The head of the International Monetary Fund promised campaigners yesterday that he would speed up the high profile debt relief package agreed by G7 leaders. Twenty poor countries will now see the benefits of reduced debt repayments by the end of this year.

To the delight of aid organisations and church groups, Horst Köhler added that he would like to see an even better package of debt reduction. But whether the IMF gesture will satisfy the protesters heading for Prague remains to be seen.

Mr Köhler and Gordon Brown met representatives from 30 groups, such as Jubilee 2000 and Comic Relief, in London. The new IMF chief gave them a personal commitment that his organisation would tackle the obstacles that have been delaying debt relief, and cut the interest payments that have been crippling some of the world's poorest countries.

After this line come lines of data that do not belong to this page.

PR #363, opened 2018-09-18
build: factor out ContainerResolver, bc this is about to get more complex

nicks:
Hello @maiamcc, @landism,

Please review the following commits I made in branch nicks/resolver:

dbf6d7b8dbe71615303f3a1b952a6521ebfaf45c (2018-09-18 15:48:33 -0400)
build: factor out ContainerResolver, bc this is about to get more complex

### DIFF
--- a/internal/build/container_resolver.go
+++ b/internal/build/container_resolver.go
@@ -1,0 +1,60 @@
+package build
+
+import (
+	"context"
+	"fmt"
+
+	"github.com/docker/docker/api/types"
+	"github.com/docker/docker/api/types/filters"
+	opentracing "github.com/opentracing/opentracing-go"
+	"github.com/windmilleng/tilt/internal/k8s"
+)
+
+type ContainerResolver struct {
+	dcli DockerClient
+}
+
+func NewContainerResolver(dcli DockerClient) *ContainerResolver {
+	return &ContainerResolver{dcli: dcli}
+}
+
+// containerIdForPod looks for the container ID associated with the pod.
+// Expects to find exactly one matching container -- if not, return error.
+// TODO: support multiple matching container IDs, i.e. restarting multiple containers per pod
+func (r *ContainerResolver) ContainerIDForPod(ctx context.Context, podName k8s.PodID) (k8s.ContainerID, error) {
+	span, ctx := opentracing.StartSpanFromContext(ctx, "ContainerResolver-containerIdForPod")
+	defer span.Finish()
+
+	a := filters.NewArgs()
+	a.Add("name", string(podName))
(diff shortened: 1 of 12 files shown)


nicks:
(the main motivation for this is because i was going back and forth between implementing this with a docker client vs a kubectl client; there are advantages and disadvantages to each, and really this seems like a separable thing)

internal/build/container_resolver.go
```diff
@@ -0,0 +1,60 @@
...
+
+func NewContainerResolver(dcli DockerClient) *ContainerResolver {
+	return &ContainerResolver{dcli: dcli}
+}
+
+// containerIdForPod looks for the container ID associated with the pod.
+// Expects to find exactly one matching container -- if not, return error.
+// TODO: support multiple matching container IDs, i.e. restarting multiple containers per pod
+func (r *ContainerResolver) ContainerIDForPod(ctx context.Context, podName k8s.PodID) (k8s.ContainerID, error) {
+	span, ctx := opentracing.StartSpanFromContext(ctx, "daemon-containerIdForPod")
```
landism: if I understand our span naming correctly, "ContainerResolver-containerIDForPod"?

internal/synclet/synclet.go
```diff
@@ -19,47 +17,18 @@ const Port = 23551
...
 
-func NewSynclet(dcli build.DockerClient) *Synclet {
-	return &Synclet{dcli: dcli}
+func NewSynclet(dcli build.DockerClient, cr *build.ContainerResolver) *Synclet {
+	return &Synclet{dcli: dcli, cr: cr}
 }
 
 const pauseCmd = "/pause"
 
 // TODO(matt) dedupe with ContainerUpdater - https://app.clubhouse.io/windmill/story/227/de-dupe-containeridforpod
```
landism: can nuke the TODO, too

nicks: done

internal/build/container_resolver.go
nicks: done

internal/build/container_resolver.go
```diff
@@ -0,0 +1,60 @@
+package build
```
maiamcc: this would be a great thing to NOT lump in the `build` package, imo -- maybe a separate `containers` package? or the `docker` package? but it's not reallllly the domain of `build` imo.

nicks:
ya, it's an RPC in synclet build and deployer.

per the slack discussion, i think a totally reasonable abstraction here would be for SyncletClient to implement a ContainerResolver interface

Mali became the 10th country to qualify for reduced debt payments this week. The new IMF chief's promise means another 10 - Cameroon, Chad, Gambia, Guinea, Guinea-Bissau, Guyana, Malawi, Nicaragua, Rwanda and Zambia - should see big cuts in their interest payments to the governments of rich countries starting later this year.

The campaigners attending the seminar emerged impressed. In particular, they welcomed the IMF chief's willingness to look at whether debt relief needed to go further. "I'm personally thinking we could - we should - go a step further in debt relief, an even bolder step," he told the meeting.

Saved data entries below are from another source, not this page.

PR #365, opened 2018-09-18
tilt: deploy_synclet: log output on failure

landism:
FWIW all the junk between try: and except: is just indentation. I'm kind of surprised github doesn't render that as a whitespace change.


landism:
> FWIW all the junk between try: and except: is just indentation. I'm kind of surprised github doesn't render that as a whitespace change.

craaaazy: https://github.com/windmilleng/tilt/pull/365/files?utf8=%E2%9C%93&diff=split&w=1

PR #368, opened 2018-09-19
tilt: tiltify synclet

landism:


synclet/Dockerfile
```diff
@@ -3,22 +3,6 @@ FROM iron/go:dev as builder
```
nicks: fwiw, i've liked the convention of renaming these to Dockerfile.base to distinguish them from "real" dockerfiles.

I think we'll want to keep the original dockerfile around so that we can publish to a registry?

Justin Forsyth, Oxfam's policy director, said: "He set out a quite radical vision which was exciting and a little surprising."

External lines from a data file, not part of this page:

PR #373, opened 2018-09-19
tilt: stream synclet logs back to client

landism:


internal/synclet/synclet.proto
```diff
@@ -30,6 +34,24 @@ message UpdateContainerRequest {
...
+    DEBUG = 2;
+}
+
+message LogMessage {
+    LogLevel level = 1;
+    bytes message = 2;
+}
+
+message UpdateContainerReply {
+    LogMessage logMessage = 1;
```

Jubilee 2000 agreed the meeting had been encouraging. Adrian Lovett, its Deputy Director, said: "Mr Köhler seems to be willing to tackle some of the obstacles slowing down the delivery of debt cancellation. That's a good start."

The Chancellor said: "There is a new energy, a new dynamism, being brought to the solution of these once seemingly intractable problems."

Much of the credit for the existence of the debt relief package, known as the highly indebted poor countries initiative, belongs to Mr Brown. The Chancellor cajoled and bullied other G7 countries into agreeing to write-off $100bn of debt owed by the poorest nations.

Debt relief has become the symbol of whether the rich countries and organisations like the IMF are sincere about making the global economy work for the poor. According to a UN estimate, the poorest countries pay their creditors a total of $60m a day.